(ACTIVITY): Repeat each entry. Keep every line exactly as it is.

(TASK INPUT):
· · · · · · ·

PR #2391, opened 2024-12-18
DMP-2542 Unlink expired cases from media

jackmaloney:
https://tools.hmcts.net/jira/browse/DMP-2542

### Change description ###
When a case is expired, the link to the media should be removed but only if all other associated cases have also expired. 

```
[ ] Yes
[ x] No
```


src/main/java/uk/gov/hmcts/darts/task/runner/impl/CaseExpiryDeletionAutomatedTask.java
```diff
@@ -30,6 +31,7 @@ public class CaseExpiryDeletionAutomatedTask
 
     private final CurrentTimeHelper currentTimeHelper;
     private final DataAnonymisationService dataAnonymisationService;
+    private final HearingsService hearingsService;
```
chrisbellingham-hmcts, line 34: It's preferable to avoid directly injecting services from other modules.  Suggest creating a `HearingApi` interface (and impl) in `src/main/java/uk/gov/hmcts/darts/hearings/api`, and a `removeMediaLinkToHearing(int courtCaseId)` method that simply delegates to the needed functionality in `HearingService`.

You can then inject `HearingApi` here , and call `hearingApi.removeMediaLinkToHearing(courtCaseId)` on L70.

src/test/java/uk/gov/hmcts/darts/hearings/service/impl/HearingsServiceImplTest.java
```diff
@@ -145,6 +152,54 @@ void testGetEventsResponseCaseIsExpired() {
         assertThat(exception.getMessage()).isEqualTo("Case has expired.");
     }
 
+    @Test
+    void testRemoveMediaLinkToHearing() {
```
chrisbellingham-hmcts, line 156: Preferably go with the `methodName_expectations_conditions()` naming convention, as documented in [Best Practices](https://tools.hmcts.net/confluence/pages/viewpage.action?pageId=1694706043#BestPractices(Backend)-TestNamingShallClearlyCommunicatetheTestIntent).

Comment applies to all newly added tests in this PR.

src/main/java/uk/gov/hmcts/darts/common/repository/HearingRepository.java
```diff
@@ -39,6 +39,14 @@ public interface HearingRepository extends JpaRepository<HearingEntity, Integer>
     )
     List<Integer> findHearingIdsByEventId(Integer eventId);
 
+    @Query("""
+        SELECT h FROM HearingEntity h
+        JOIN h.mediaList media
+        WHERE media.id = :mediaId
+        """
+    )
+    Optional<List<HearingEntity>> findHearingIdsByMediaId(Integer mediaId);
```
chrisbellingham-hmcts, line 48: A non-null result should always be returned as the collection would simply be empty if the query doesn't match any records. So I don't think the Optional wrapper adds any value/safety? 

See [Best Practices](https://tools.hmcts.net/confluence/pages/viewpage.action?pageId=1694706043#BestPractices(Backend)-RepositoryMethodsShouldReturnOptional<>ForAllNon-CollectionReturnTypes) for more details.

chrisbellingham-hmcts (approved):

hemantasharma1129 (approved):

· · · · · · ·

(ANSWER TO THIS TASK):
PR #2391, opened 2024-12-18
DMP-2542 Unlink expired cases from media

jackmaloney:
https://tools.hmcts.net/jira/browse/DMP-2542

### Change description ###
When a case is expired, the link to the media should be removed but only if all other associated cases have also expired. 

```
[ ] Yes
[ x] No
```


src/main/java/uk/gov/hmcts/darts/task/runner/impl/CaseExpiryDeletionAutomatedTask.java
```diff
@@ -30,6 +31,7 @@ public class CaseExpiryDeletionAutomatedTask
 
     private final CurrentTimeHelper currentTimeHelper;
     private final DataAnonymisationService dataAnonymisationService;
+    private final HearingsService hearingsService;
```
chrisbellingham-hmcts, line 34: It's preferable to avoid directly injecting services from other modules.  Suggest creating a `HearingApi` interface (and impl) in `src/main/java/uk/gov/hmcts/darts/hearings/api`, and a `removeMediaLinkToHearing(int courtCaseId)` method that simply delegates to the needed functionality in `HearingService`.

You can then inject `HearingApi` here , and call `hearingApi.removeMediaLinkToHearing(courtCaseId)` on L70.

src/test/java/uk/gov/hmcts/darts/hearings/service/impl/HearingsServiceImplTest.java
```diff
@@ -145,6 +152,54 @@ void testGetEventsResponseCaseIsExpired() {
         assertThat(exception.getMessage()).isEqualTo("Case has expired.");
     }
 
+    @Test
+    void testRemoveMediaLinkToHearing() {
```
chrisbellingham-hmcts, line 156: Preferably go with the `methodName_expectations_conditions()` naming convention, as documented in [Best Practices](https://tools.hmcts.net/confluence/pages/viewpage.action?pageId=1694706043#BestPractices(Backend)-TestNamingShallClearlyCommunicatetheTestIntent).

Comment applies to all newly added tests in this PR.

src/main/java/uk/gov/hmcts/darts/common/repository/HearingRepository.java
```diff
@@ -39,6 +39,14 @@ public interface HearingRepository extends JpaRepository<HearingEntity, Integer>
     )
     List<Integer> findHearingIdsByEventId(Integer eventId);
 
+    @Query("""
+        SELECT h FROM HearingEntity h
+        JOIN h.mediaList media
+        WHERE media.id = :mediaId
+        """
+    )
+    Optional<List<HearingEntity>> findHearingIdsByMediaId(Integer mediaId);
```
chrisbellingham-hmcts, line 48: A non-null result should always be returned as the collection would simply be empty if the query doesn't match any records. So I don't think the Optional wrapper adds any value/safety? 

See [Best Practices](https://tools.hmcts.net/confluence/pages/viewpage.action?pageId=1694706043#BestPractices(Backend)-RepositoryMethodsShouldReturnOptional<>ForAllNon-CollectionReturnTypes) for more details.

chrisbellingham-hmcts (approved):

hemantasharma1129 (approved):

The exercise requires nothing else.